Monday, 11 August 2014

Review of 4 Months, 3 Weeks, 2 Days (2007)

That title refers to the amount of time Gabita (Laura Vasiliu) has had a foetus in her body, although the film never quite spells it out. We do not, in fact, find out that Gabita is pregnant until about half an hour into the film, after we have observed the actions of her friend Otilia (Anamaria Marinca) as she goes about, collecting money, booking hotels, buying cigarettes, promising her boyfriend Adi (Alexandru Potocean) that she will make it to his mother's birthday party at five, and meeting up with a softly spoken yet menacing abortionist (Vlad Ivanov) to finalise the details. It is 1987 in Romania; abortion is very illegal, and if the foetus is over four months old, then the abortionist will go to jail for murder, not simply abortion.

Cristian Mungiu, the director, keeps us on our toes for these early scenes, and I was reminded of a film called "Le Fils" by the Belgian Dardenne Brothers. That film, which is a masterpiece, has an opening half hour in which we see a portly, divorced man stalking a young child before... Well, I wouldn't dream of ruining it, but the Dardennes took us around the trees before arriving at the forest. The same is the case here. This film also shares a liberal use of a handheld camera, and a certain slice-of-life feeling which goes hand in hand with a realism which the film doggedly pursues.

This is an immersive film, then, which is trying to plant us firmly in the shoes of its characters. It does an interesting thing in not, actually, being about Gabita but Otilia instead. In doing so, it completely dodges any ethical consideration of the issues of abortion. This is firmly a document of what happens when someone decides to have an abortion. Any reaction, good or bad, lies firmly in the hands of the viewer, and for that matter my opinion remains unchanged (abortion is sometimes a necessary evil and each case must be taken on its own terms).

What this film most resembles is a thriller with roots firmly in the character study. We get to know Otilia, and we discover that she is a very good person who goes way, way, way above and beyond the call of duty in helping her friend. Gabita is a lot more selfish, and seems to be at least partially blind to the sacrifices Otilia is making of her. However, once more in the tradition of the Dardenne brothers, we do not feel pushed to judge one side or another. This is simply how it is; circumstances have simply fallen this way. This is how these people are. The excellent performances from all concerned inform this objectivity.

There is a certain political element to the film as well; abortion might not be discussed, bet we do know it is illegal, and the recurrent use of ID cards both as plot device and a dating/setting device recalls a police state.

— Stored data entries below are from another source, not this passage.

PR #18, opened 2022-04-13
Create python module to validate processed data

horstf:


joergfunger (commented):
Not sure if the merge request is uptodate, at least test files are currently not working.

horstf:
> @horstf we have updated the structure, could you try to adapt your code the way it is now working in this new structure, such that we could merge it into main?

Is that the structure in the /lebedigital folder? I.e. refactor my code in an appropriate /lebedigital/validation folder?

horstf:
I've copied the validation submodule into the new lebedigital package. I haven't updated the dodo.py file yet because the current version is not using the new package for now.

lebedigital/validation.py
```diff
@@ -0,0 +1,79 @@
+from pyshacl import validate
+from rdflib import Graph, URIRef, Namespace
+from rdflib.util import guess_format
+from rdflib.namespace import SH, RDF
+
+"""
+baseDir0 = Path(__file__).resolve().parents[0]
```
joergfunger, line 7: Is that comment still needed, or could that be removed?

lebedigital/validation.py
```diff
@@ -0,0 +1,79 @@
...
+
+SCHEMA = Namespace('http://schema.org/')
+
+"""
+Given a path to a shacl shape and a path to an rdf file, this function tests the rdf data against the specified shacl shapes.
+The result is an rdflib graph containing the validation report, if it is empty the validation was successful.
+"""
+def test_graph(rdf_graph: Graph, shapes_graph: Graph) -> Graph:
+
+    conforms, result_graph, _ = validate(
```
joergfunger, line 24: could you document the input parameters, see e.g. https://github.com/BAMresearch/probeye/blob/main/probeye/postprocessing/sampling_plots.py

usecases/Concrete/knowledgeGraph/emodul/validation.py
```diff
@@ -0,0 +1,78 @@
+from pyshacl import validate
```
joergfunger, line 1: not sure that that file does, but all files should eiter be in lebedigital (the actual functions), in tests (the tests for these functions) or in minimumWorkingExample (the pydoit workflow that processes the data for the minimum working example). The folder usecases/Concrete is deprecated.

joergfunger (changes requested):
thanks for the pull request, there are some modifications required to adapt to the new structure and some documentation issues.

lebedigital/validation.py
horstf: I've added the comments

usecases/Concrete/knowledgeGraph/emodul/validation.py
horstf: That file is not used anymore, I think that was an accidental commit

joergfunger: This file is still in Concrete, please remove it?

usecases/Concrete/knowledgeGraph/requirements.txt
```diff
@@ -8,5 +8,6 @@ SPARQLWrapper==1.8.5
 requests==2.22.0
```
joergfunger, line 8: This file is also outdated, the conda environment at the top level is the one and only to be used.

joergfunger (changes requested):
Thanks for the changes, I still have a few comments. Where are the tests related to validation.py? In addition, the folder usecases/Concrete is deprecated.

usecases/Concrete/knowledgeGraph/requirements.txt
horstf: We can ignore these commits then, all the libraries I need are already part of the environment file.

horstf: I've also deleted the validation.py from Concrete

horstf: For the tests, is there a graph that I can use to test my code? The usecases/MinimumWorkingExample/emodul/processed_data folder is empty but I would need an EM_Graph.ttl file or so to test the validation. I can also just create my own otherwise from the data.

joergfunger: Could you talk to @PoNeYvIf  on that? For the tests, it would also be possible (and maybe even better) to create your own very simple test cases (it does not have to be related to a very specific ontology, but rather a very general one such as foaf or prov). In particular make sure that there are errors existing such that those can be returned and processed. We could also have a short phone call on that.

horstf: @joergfunger Okay, I've added a simple graph and some shapes to test it against. I've added the files to usecases/MinimumWorkingExample/emodul/validation_test/ but I'm not sure if that is the right directory for the test data files. I can move them if another location would be better. I've also added the file tests/validation/test_validation.py which tests the shapes against the graph and checks that some shapes fail and others don't.

joergfunger: For the validation, this would work. The only thing remaining before we can merge is the adaption of the doit script in usecases/minimumWorkingExample (thus not dodo.py in Concrete) and the removal of the changes related to the requirements in Concrete.

horstf: I've removed the changes in requirements, im not sure how the adoption for the doit script should look like, should i talk to @PoNeYvIf or should we schedule a meeting maybe?

joergfunger: You can have a look [here](https://github.com/BAMresearch/LebeDigital/blob/main/usecases/MinimumWorkingExample/dodo.py). The final task loops over all the processed data files and generates corresponding ttl files. We would then do another validation task that loops over all the ttl files and validates them. If there are further questions, let's have a short phone call.

joergfunger: The only thing that is currently not completly correct in this current dodo file (@PoNeYvIf) is the dependency on the metadatafiles. They are not existing when building the workflow graph and does might lead to problems for the first execution. Thus, there are two options, one is a decorator after (I think @eriktamsen) wanted to change that, and the second option is making the ttl file dependent on the original raw data file that is always present (thus not running into the problem that they are not existing at the very first run).

eriktamsen: As Jörg said, those two options exist. I successfully used the decorator option in a different branch: https://github.com/BAMresearch/LebeDigital/blob/44-getting-data-from-kg-for-calibration/usecases/MinimumWorkingExample/dodo.py
Note, I also added there the option of a "cheap" workflow as the default, which only processes a single file (we might change it in the future once we can asseble the whole KG), mostly because the new calibration step is too expensive to run every time for every file. If you have questions, let me know.

horstf: @joergfunger Sorry for the late reply. Okay, so I would loop over all ttl files and check the validation for each, what is the output then? Should I abort the script if one validation fails? Or should I output the results in a text file?

joergfunger: The would be that we iteratively generate a knowledgegraph, i.e. we have one large triple store with all the existing triples. Now we would add (in our case this is the loop over all individual ttl files) the data for a new test. @PoNeYvIf is currently trying to do this. Before we actually add each individual file to the triple store, we would check the correctness of the data set, i.e. using the shacl validation. That said, we should have one loop over all raw data files. In this loop, there have to be the substeps 
1. create meta_data.yaml (extract the meta data from the raw data)
2. create knowledge graph of metadata.yaml using the ontology
3. shacl-validate the (not uploaded) knowledge graph for the single experiment
4. if successful, add to global knowledge graph (in reality this would be the triple store, right now it is just our own joint ttl file)
So the subsequent addition to the knowledge graph is only done if it the check is sucessful, otherwise exit the procudure with an error message and a file the logs the shacl error graph.

One thing that I'm not sure how to do that in shacl is the question of checking for instances that are refered to in one graph but defined in another. (e.g. you have a machine whose description is already added to the global triple store, now you would like to add a compression tests which refers to this machine by an id, but we somehow want to test that this id - i.e. an instance of testing machine - is actually existing in the global KG). Is that possible with shacl?

horstf: So it would make sense to make the task fail if the validation does not succeed so that the next step (which would be the adding to the global KG) is not executed. 

As for the information stored in the global KG, we could read graphs from remote triple stores and join them with local graphs, this would mean some overhead though with copying the global KG every time we want to add to it. If we always check for the same properties with shacl we could write a SPARQL query that gathers the relevant data from the global KG based on the data in the local KG. Maybe @firmao can help?

horstf: E.g. if we know that we test for machine ids via shacl, we could get the machine IDs from the global KG that are referred to in the local KG. This would of course mean that every time we add a rule we have to think about the SPARQL query and the information that could be contained globally and not locally, i don't know if this is feasible.

firmao: Yes, let's try to create the queries, let me know when it's okay for you.

joergfunger: Not sure if I would always download the complete global graph. It would rather be necessary if particular instances that are referred to in the local graph (e.g. the testing machine that has already be created, or the mix_design we are referring to when adding a new Youngs modulus test) is existing. So for the specific tests, we would first generate the mix design, and upload it to the global KG. Then we would create a Youngs modulus test that references an instance of the mix design (without creating the same instance again). By uploading that then to the KG, these two data sets (mix design and Youngs modulus test) are automatically connected. And before uploading the Youngs modulus KG, we would have to check, if this instance of the mix design is already existing in the global KG (and potentially further properties apart from the id, but that is not necessary right now).

joergfunger: As for the sparql query, we somehow now in the local KG generation what classes we expect. So we the sparql query should return the ids of all instances of a given class that should be quite general and would not require rewriting the sparql query each time we have a new test.

horstf: Maybe we should have a talk together with @firmao to discuss the specifics?

firmao:
Sure, please, send a message on teams.

joergfunger:
@horstf What is the status with this merge request? It seems that only the integration into the dodo file in minimum working example is missing.

joergfunger:
@horstf  The actions are not working, so that prevents me from merging the branch. In addition, I checked the other files. I guess there was a misunderstanding with the dodo.py, since you changed that in concrete. I guess we would have to remove this directory (it was already deprecated, but not removed, because it included all the old stuff). The actual dodo.py we are working with is in usecases/MinimumWorkingExample. Could you update that there as well. I guess the problem is that we do not have a working generation of the KG there yet, @AidaZt @soudehMasoudian @alFrie how are we going to handle this merge request? Or should @horstf integrate that in pydoit without actually including in the tasks, such that you could add that afterwards once the KG is up and running?

horstf:
Hi, is there any update on how i should proceed?

joergfunger:
> 

Could we have a short teams meeting? Maybe that is easier

horstf:
> > 
> 
> Could we have a short teams meeting? Maybe that is easier

Yes, the date you suggested in your teams invitation works fine.

PR #21, opened 2022-04-29
Unittest antology development

soudehMasoudian:
I've written unittest related to emodul_metadata_extraction. Please check and merge it if everything is as it should be.
The only changes are a test folder in 'usecase/Concrete' path, and a script which named test_generate_metadata_from_emodul_BAM.py

It can be run by below command:
python -m unittest discover


usecases/Concrete/dodo.py
```diff
@@ -45,11 +45,21 @@ def task_emodul():
     }
     yield {
         'basename': 'extract emodul metadata',
-        'actions': ['python knowledgeGraph/emodul/emodul_metadata_extraction.py']
+        'actions': ['python knowledgeGraph/emodul/emodul_metadata_extraction.py'],
+        'targets': ['knowledgeGraph/emodul/E-modul-processed-data/emodul_metadata.csv']
+    }
+    yield {
+        'basename': 'calculate emodul',
+        'actions': ['python knowledgeGraph/emodul/emodul_calculation.py'],
```
joergfunger, line 53: not sure why we calculate the E-modulus here already, that is IMO part of the processing of the data afterwards.

usecases/Concrete/knowledgeGraph/emodul/emodul_calculation.py
```diff
@@ -0,0 +1,63 @@
...
+    minIndex = find_third_element_smaller_than_number(minForces, meanMinForces) 
+
+    specimenDiameter = df_metadata.loc[df_metadata['experiment raw name'] == file]['diameter'].values[0]
+    specimenDiameter = float(specimenDiameter.replace(',','.'))
+
+    specimenLength = df_metadata.loc[df_metadata['experiment raw name'] == file]['length'].values[0]
+    specimenLength = float(specimenLength.replace(',','.'))
+    
+    specimenSurfaceArea = math.pi * specimenDiameter**2 / 4000000
+    deltaSigma = (maxForces[maxIndex] - minForces[minIndex])*1000/specimenSurfaceArea
```
joergfunger, line 55: This computation is IMO wrong, the third cycle should be extracted. This would also be part of a data processing pipeline ind should be documented (in the knowledgegraph, there has to be an entry that specifies, which script (on the file server) was used to compute the Youngs modulus

usecases/Concrete/tests/test_generate_metadata_from_emodul_BAM.py
```diff
@@ -0,0 +1,124 @@
...
+import os
+from pathlib import Path
+from datetime import datetime
+
+class test_generate_metadata_from_emodul_BAM(unittest.TestCase):
+    
+    # read specimen.dat file to make sure that headers work correctly
+    def read_specimen_file(self, file):
+        with open(file) as specimen:
+            print ('test')
```
joergfunger, line 12: remove test stuff

usecases/Concrete/tests/test_generate_metadata_from_emodul_BAM.py
```diff
@@ -0,0 +1,124 @@
...
+            for i, line in enumerate(specimen):
+                if (specimen.name.__contains__('BA Los M VI-6')):
+                    if ("Bediener" in line):
+                        date_val = line.split('\t')
+                        origin_date = date_val[9]
+                        str_date = ''.join(origin_date.split())
+                        str_date_time = datetime.strptime(str_date, '%d.%m.%Y%H:%M:%S')
+                        self.assertIsInstance(str_date_time, datetime)
+                        self.assertListEqual([str_date_time.year, str_date_time.month, str_date_time.day, 
+                        str_date_time.hour, str_date_time.minute, str_date_time.second],
```
joergfunger, line 24: What are you testing here? The result that you compare with should not be obtained by reading in the file again, but take the result that is processed in the metadata extraction functions (those are the ones we would like to test).

joergfunger (changes requested):
There are a couple of question. 

- file_dep in pydoit should be added. You would have to specify not only the target, but also what it is required to compute this (and thus when this changes, the target needs to be updated)
- the test files should test the functions to extract metadata/compute parameters etc.. This is currently not done, but it is extracted again.

eriktamsen:
This looks to me as outdated and not based on the new extraction scripts, which have working tests.
In addtion we are now using pytest.
Can the branch be deleted?

PR #22, opened 2022-05-10
added three point bending test example

eriktamsen:
I created an example of a predictive simulation for the three point bending test.


atulag0711 (commented):
In general everything looks fine to me. Can be merged. As soon as the "knowledge graph not working issue" is fixed, i will test it also.

atulag0711 (approved):

PR #25, opened 2022-05-31
24 tests are not working

joergfunger:
I added a unique conda environment. There are still a couple of changes required, in particular the src should be moved outside of the examples and the copied files shoulld be removed.


PoNeYvIf (approved):
Good work! The changes make the file more readable. The new lebedigital.yml environment is really easy to deploy even if you have no knowledge of conda.

PR #33, opened 2022-07-05
Change doit in minimum working example

eriktamsen:
Metadata extraction is working, included in doit and a respective test is added.
The CI still has problems with the environment but we will fix that later.


eriktamsen:
Just as a general information, apparently there is a problem with conda-forg, which probably causes most of the errors that we have seen in the actions on Monday. I currently have the same problem e.g. if I want to install fenics in an empty environment locally. I dont think there is much else to do except wait till something gets fixed...

atulag0711 (approved):
Merging it for the time being so that we can process with this. The test are failing because of Fenics Concrete which Erik is fixing

PR #53, opened 2021-09-23
Ado 1920 split

MirijaHa:


MirijaHa:
PR separates EQ from CB workflows. I ran checks that scripts still function and results are identical to results of master version (set seed for bonds workflow).

jacobvjk (approved):
lgtm
maybe we can even remove the distinction between EQ and CB at some point and just allow the user to say if they want to calculate credit risk a well or not. I think in terms of data structure the two cases should otherwise be identical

The film also does an interesting thing in taking on the qualities of a thriller; for better or for worse, this is a truly nerve-wracking film. One 20 minute scene between the abortionist, Otilia and Gabita, had me genuinely tensed up, and there's a genius 10 minute still take at a dinner table which, when you take the characters frame of mind into account, becomes torturous. This is where the camerawork comes into its own; the raggedy, loose style informed by the handheld camera allows us to share the state of mind of the characters perfectly; I've long thought that the best thing a director can do is allow a camera to reflect the mental states of the characters, so we feel as opposed to simply know their plight, and this film has that in abundance.

Yet... I do not think this film is a masterpiece. I see it has 97 on Metacritic, and that's not a score to be sniffed at, yet looking over the reviews they seem to be mainly superficial; Joe Morgenstern claims it is an "elegantly crafted, brilliantly acted film". Rene Rodriguez claims it is "brilliant and suspenseful". Kenneth Turan claims it has "a commitment to reality unlike any we're used to seeing".

That's all well and good; really, it is. On a purely superficial level, this film is an astonishment. Yet there does seem to be something reductive about how it takes it's subject matter and makes a thriller out of it. I hate to sound greedy, but it could have gone deeper. I'm going to recall "Le Fils" again, because that film had scenes that were similarly armchair-gripping, and yet when I recall the final scene, I see it as a totem of the most absolute form of forgiveness, and a statement on our capabilities for empathy as a species.

Alas, no such luck. Normally I would not take such an abstruse form of criticism, but this has the form and feel of a masterpiece... What a shame, then, that it's a four star must-see as opposed to a five star enduring classic. Still, though, that does mark it as a must-see and that's more than enough for most people.